Tiny tiny rooms, but clean and very convenient to everything.  It's about $90 a night, and this includes a tremendous breakfast.

Best deal in town, though, if you're there when the college is out, is renting a room in the dorms at McGill.  It's about $40.

Bon voyage, et amusez-vous bien.  Vive la Quebec libre!


----------



## vivalour (Apr 8, 2008)

Cookie121 said:


> Going to Montreal for 3 nights. Just spouse and myself.
> Is it best to stay downtown or in Old Montreal.
> And where?
> Thanks.



If you are going in the summer, I would opt for one of the historic hotels in Old Montreal near the harbour. It's really pleasant to walk in the harbour area, with lots going on day and night. We have stayed at Le St Sulpice: very comfy, suites of various sizes for a couple, with nice elegant breakfasts in the hotel, and many very good restaurants nearby. 

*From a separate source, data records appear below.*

PR #643, opened 2022-06-30
New MySQLRecords Receiver

JKashyap96:


pkg/receiver/mysqlrecordsreceiver/README.md
```diff
@@ -0,0 +1,134 @@
+# MySQL Records Receiver
+
+This receiver queries MySQL for database records and creates a log record (plog.Logs type) for each database record.
```
sumo-drosiek, line 3:
```suggestion
This receiver queries MySQL for database records and creates a log record for each database record.
```

pkg/receiver/mysqlrecordsreceiver/README.md
```diff
@@ -0,0 +1,134 @@
...
+      telemetry:
+        logs:
+          level: debug
+    The encrypted password will only be printed in the console with a debug log level. Once generated, the user can remove the telemetry field so as to enable logging at the default info level. To use the encrypted password, the user needs to specify password_type as 'encrypted' and also the encrypt_secret_path to the same secret file.
+
+State Management Use Case:
+
+- The receiver supports saving the state of a query fetch into a csv file where a unique/auto-increment field is present in a table of a database.
+- The unique/auto-increment field can either be of type 'NUMBER' or 'TIMESTAMP', where a 'NUMBER' should be a non-negative integer and a 'TIMESTAMP' should be of the     default timestamp storage format in mysql, i.e. '2006-01-02 15:04:05'.
+- This is basically the delta mode state management feature of the receiver where the current value/state of the unique/auto-increment field is saved in a csv file which can be retreived later so as to fetch records after the saved state value.
```
sumo-drosiek, line 23: I would add headers for the use cases to group it somehow

pkg/receiver/mysqlrecordsreceiver/README.md
```diff
@@ -0,0 +1,134 @@
...
+
+- The receiver supports password encryption for 'BasicAuth' authentication_mode
+- To generate an encrypted password:
+  - Specify encrypt_secret_path to a secret file containing a 24 character string
+  - Include the following in the otel config:
+    service:
+      telemetry:
+        logs:
+          level: debug
+    The encrypted password will only be printed in the console with a debug log level. Once generated, the user can remove the telemetry field so as to enable logging at the default info level. To use the encrypted password, the user needs to specify password_type as 'encrypted' and also the encrypt_secret_path to the same secret file.
```
sumo-drosiek, line 17: Flow is weird. I need to run OTC to generate password and then I need to run it again in order to use it?

JKashyap96: For the first iteration of the run, the password will be generated. It will fetch database queries too if required, but the encrypted password won't be used. The encrypted password can be used from the second iteration if required via the user passing the password in the config file.

pkg/receiver/mysqlrecordsreceiver/client.go
```diff
@@ -0,0 +1,343 @@
...
+//2. With an encrypted plaintext password
+//3. With an AWS Authentication token to be used as a password
+func newMySQLClient(conf *Config, logger *zap.Logger) client {
+	var port string
+	var basicauthpassword string
+	var connStr string
+	basicauthpassword = conf.Password
+	//Encrypting a plaintext password if a 24 character secret string is provided by the user from an external file
+	if (len(conf.PasswordType) == 0 || conf.PasswordType == "plaintext") && len(conf.EncryptSecretPath) != 0 {
+		MySecret1, err := readMySecret(conf)
```
sumo-drosiek, line 91:
```suggestion
		secret, err := readMySecret(conf)
```

I don't see a reason to use `My` prefix

also variables in functions should starting with lower case

pkg/receiver/mysqlrecordsreceiver/README.md
```diff
@@ -0,0 +1,134 @@
...
+BasicAuth Password Encryption Use Case:
+
+- The receiver supports password encryption for 'BasicAuth' authentication_mode
+- To generate an encrypted password:
+  - Specify encrypt_secret_path to a secret file containing a 24 character string
+  - Include the following in the otel config:
+    service:
+      telemetry:
+        logs:
+          level: debug
```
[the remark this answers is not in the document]
JKashyap96: will modify this.

pkg/receiver/mysqlrecordsreceiver/README.md
```diff
@@ -0,0 +1,134 @@
...
+
+This receiver queries MySQL for database records and creates a log record (plog.Logs type) for each database record.
+
+Supported pipeline types: logs
+
+BasicAuth Password Encryption Use Case:
+
+- The receiver supports password encryption for 'BasicAuth' authentication_mode
+- To generate an encrypted password:
+  - Specify encrypt_secret_path to a secret file containing a 24 character string
```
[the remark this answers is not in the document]
JKashyap96: will modify this.

pkg/receiver/mysqlrecordsreceiver/README.md
JKashyap96: will modify this.

pkg/receiver/mysqlrecordsreceiver/client.go
```diff
@@ -0,0 +1,343 @@
...
+//1. With a plaintext password
+//2. With an encrypted plaintext password
+//3. With an AWS Authentication token to be used as a password
+func newMySQLClient(conf *Config, logger *zap.Logger) client {
+	var port string
+	var basicauthpassword string
+	var connStr string
+	basicauthpassword = conf.Password
+	//Encrypting a plaintext password if a 24 character secret string is provided by the user from an external file
+	if (len(conf.PasswordType) == 0 || conf.PasswordType == "plaintext") && len(conf.EncryptSecretPath) != 0 {
```
sumo-drosiek, line 90: `len(conf.PasswordType) == 0` this should be resolved by default configuration, or config verification

`len(conf.EncryptSecretPath) != 0` this should be resolved by config verification

pkg/receiver/mysqlrecordsreceiver/client.go
sumo-drosiek: adding number to variable is not so informative

pkg/receiver/mysqlrecordsreceiver/client.go
```diff
@@ -0,0 +1,343 @@
...
+		}
+		basicauthpassword = decText
+	}
+	//Considering default port to be 3306 if not provided by user
+	if len(conf.DBPort) != 0 {
+		port = conf.DBPort
+	} else {
+		logger.Info("dbport empty, considering default 3306")
+		port = "3306"
+	}
```
sumo-drosiek, line 119: This should be resolved by defaults

pkg/receiver/mysqlrecordsreceiver/client.go
```diff
@@ -0,0 +1,343 @@
...
+	endpoint := conf.DBHost + ":" + port
```
sumo-drosiek, line 120: I there a need to specify port and host separately?

pkg/receiver/mysqlrecordsreceiver/client.go
```diff
@@ -0,0 +1,343 @@
...
+	if conf.AuthenticationMode == "IAMRDSAuth" {
```
sumo-drosiek, line 121: Please use constants for strings in control flow

pkg/receiver/mysqlrecordsreceiver/client.go
```diff
@@ -0,0 +1,343 @@
...
+	} else {
+		driverConf := mysql.Config{
+			User:                 conf.Username,
+			Passwd:               basicauthpassword,
+			Net:                  conf.Transport,
+			Addr:                 endpoint,
+			DBName:               conf.Database,
+			AllowNativePasswords: conf.AllowNativePasswords,
+		}
+		connStr = driverConf.FormatDSN()
```
sumo-drosiek, line 148: This line can be move outside of if/else as is the same in both cases

pkg/receiver/mysqlrecordsreceiver/client.go
```diff
@@ -0,0 +1,343 @@
...
+	} else {
+		driverConf := mysql.Config{
+			User:                 conf.Username,
+			Passwd:               basicauthpassword,
+			Net:                  conf.Transport,
+			Addr:                 endpoint,
+			DBName:               conf.Database,
+			AllowNativePasswords: conf.AllowNativePasswords,
+		}
```
sumo-drosiek, line 147: I would consider making common `driverConf` object, and just set distinctive properties separately

pkg/receiver/mysqlrecordsreceiver/README.md
sumo-drosiek: Is it possible to generate password externally?

pkg/receiver/mysqlrecordsreceiver/client.go
JKashyap96: This isn't some sort of validation, so included it here. It is used as encryption and decryption conditions.

pkg/receiver/mysqlrecordsreceiver/client.go
JKashyap96: yes

pkg/receiver/mysqlrecordsreceiver/client.go
JKashyap96: will do.

pkg/receiver/mysqlrecordsreceiver/client.go
JKashyap96: not really but the separation gives us more granularity.

pkg/receiver/mysqlrecordsreceiver/client.go
JKashyap96: will try to implement that.

pkg/receiver/mysqlrecordsreceiver/client.go
JKashyap96: Yes.

pkg/receiver/mysqlrecordsreceiver/client.go
JKashyap96: will modify this.

pkg/receiver/mysqlrecordsreceiver/client.go
sumo-drosiek: `conf.PasswordType` should be always set here, if user do not pass anything, we should take and set default value

if `conf.PasswordType == "plaintext"` we should ensure that `len(conf.EncryptSecretPath) != 0`, this is validation

at this point we should only have `if conf.PasswordType == "plaintext" {` here

pkg/receiver/mysqlrecordsreceiver/README.md
JKashyap96: will try to figure out.

pkg/receiver/mysqlrecordsreceiver/client.go
sumo-drosiek: Please move it to `Validate` as already you do with similar conditions:

https://github.com/SumoLogic/sumologic-otel-collector/blob/b707d591de141e928c04077abe5cee7bf4f6f2e7/pkg/receiver/mysqlrecordsreceiver/config.go#L74-L78

pkg/receiver/mysqlrecordsreceiver/client.go
sumo-drosiek: Do we support connection strings?
e.g. `mysql://user@localhost:3306`

pkg/receiver/mysqlrecordsreceiver/client.go
JKashyap96: okay

pkg/receiver/mysqlrecordsreceiver/client.go
JKashyap96: nope, we build the connection string, that's how it generally is.

sumo-drosiek: Why do we do that?

I personally prefer to have connection string in configuration
I believe it is easier for developer as well as for user

JKashyap96: I believe building the conn str gives us a larger window for feature implementation as developers, saw examples in our present python db integrator as well as the open contrib collector.

pkg/receiver/mysqlrecordsreceiver/client.go
JKashyap96: The reason i included len(conf.PasswordType) == 0 is because there might be a user entry of only an encrypt secret file, without any passwordType, then the program should produce an encrypted password as well. So, I can't remove this condition.

astencel-sumo:
Superseded by https://github.com/open-telemetry/opentelemetry-collector-contrib/pull/20730.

If you want a more conventional hotel in Old Montreal, Marriott Springhill Suites is ok, good location, more "budget priced," with continental breakfast included. 

Marriott Residence Inn offers good value on Peel Street off Sherbrooke (very central to downtown).  Room includes a pretty good full breakfast in the second-floor lounge, with free tea, coffee and fruit available all day.


----------



## pwrshift (Apr 10, 2008)

I had forgotten about Le St Sulpice - very nice and pet friendly too!  

http://www.lesaintsulpice.com/flash/eng/ss.htm

Another place I liked, but somewhat expensive for more than a 'room' is the St. James...also pet friendly.  Last time I was there they arranged for me to be picked up at the airport ... in a Rolls!

http://www.hotellestjames.com/pages/location.htm

You may never want to leave these places!

Brian


----------



## pcgirl54 (Apr 11, 2008)

Through AAA our son just stayed at the Days Inn. Nice online affordable rates and the reviews were very good on multiple sites. There are two Days Inns 1 mile apart. He paid around $100 a night.


http://www.daysinnmontreal.com


http://www.gtahotels.com/hotels/days_inn_montreal_metro_centre_hotel.htm


AAA rates beat everyone else and you can book on their website.


----------



## vivalour (Apr 11, 2008)

pwrshift said:


> Last time I was there they arranged for me to be picked up at the airport ... in a Rolls!
> 
> http://www.hotellestjames.com/pages/location.htm
> 
> ...



In a Rolls! Very impressive for a Montreal hotel!


----------



## MaryH (Apr 15, 2008)

Cookie 121,

You did not mention your price range and time of travel.  I travelled frequently to Montreal for Business so may be a little biased but let me give it a stab.

For the very nice high end boutique, I love Hotel Nelligen which is in the same class as St.James.

For the decent nice chain hotels, I like Hyatt at Place des Art with its fantastic club lounge that is excellent for Jazz Festival since they have the Jamm sessions.  Intercontinental on St. Antoine near old town also have some decent rates with breakfast on some weekends.  Both of connected to some underground shopping.  Another that is a little quirky is Meridien Versaille but that is farther away near Guy metro.

For the more cost friendly options, I like the holiday Inn Express on Rene Levesque near Chinatown from converted condo so you can often just 1 bdrm suite for the same price as a room and sometimes the Best Western Europa on Stanley? or the the Sheraton 4pts on Sherbook are all okay choices more around 100 or just slightly more.

If you are okay with being a little bit further out but still within downtown but with easy facilities to park, Clarion has a property that used to be called Mannoye de Monnie on Maisonneurve near Guy that is worth looking at since its studio suites have kitchens.


----------



## stmartinfan (Apr 15, 2008)

We stayed at the St. Sulpice with our two teens last summer and loved the room and location.  We had a mini-suite, which had a separate bedroom area, plus a pull out sofa and room for a cot in the living room.  While not as large as a typical timeshare, it provided the additional space and privacy, plus refrigerator and microwave.  We also enjoyed being right in the heart of the tourist area.  We were only there for a couple of days so it was great to have so much right outside our door.


----------



## vivalour (Apr 15, 2008)

stmartinfan said:


> We stayed at the St. Sulpice with our two teens last summer and loved the room and location.  We had a mini-suite, which had a separate bedroom area, plus a pull out sofa and room for a cot in the living room.  While not as large as a typical timeshare, it provided the additional space and privacy, plus refrigerator and microwave.  We also enjoyed being right in the heart of the tourist area.  We were only there for a couple of days so it was great to have so much right outside our door.



Ditto for us -- we had the same arrangement for our son on the sofabed. I think we may have had a real deal on this one because it was around Christmas -- "low" season for hotels.  BTW, anyone travelling to Montreal and looking for a deal on higher-end hotels should google "Montreal Sweet Deals"  -- it's a web site run by the city's tourism industry -- and you may find something appealing listed at lower than rack rate or AAA.


----------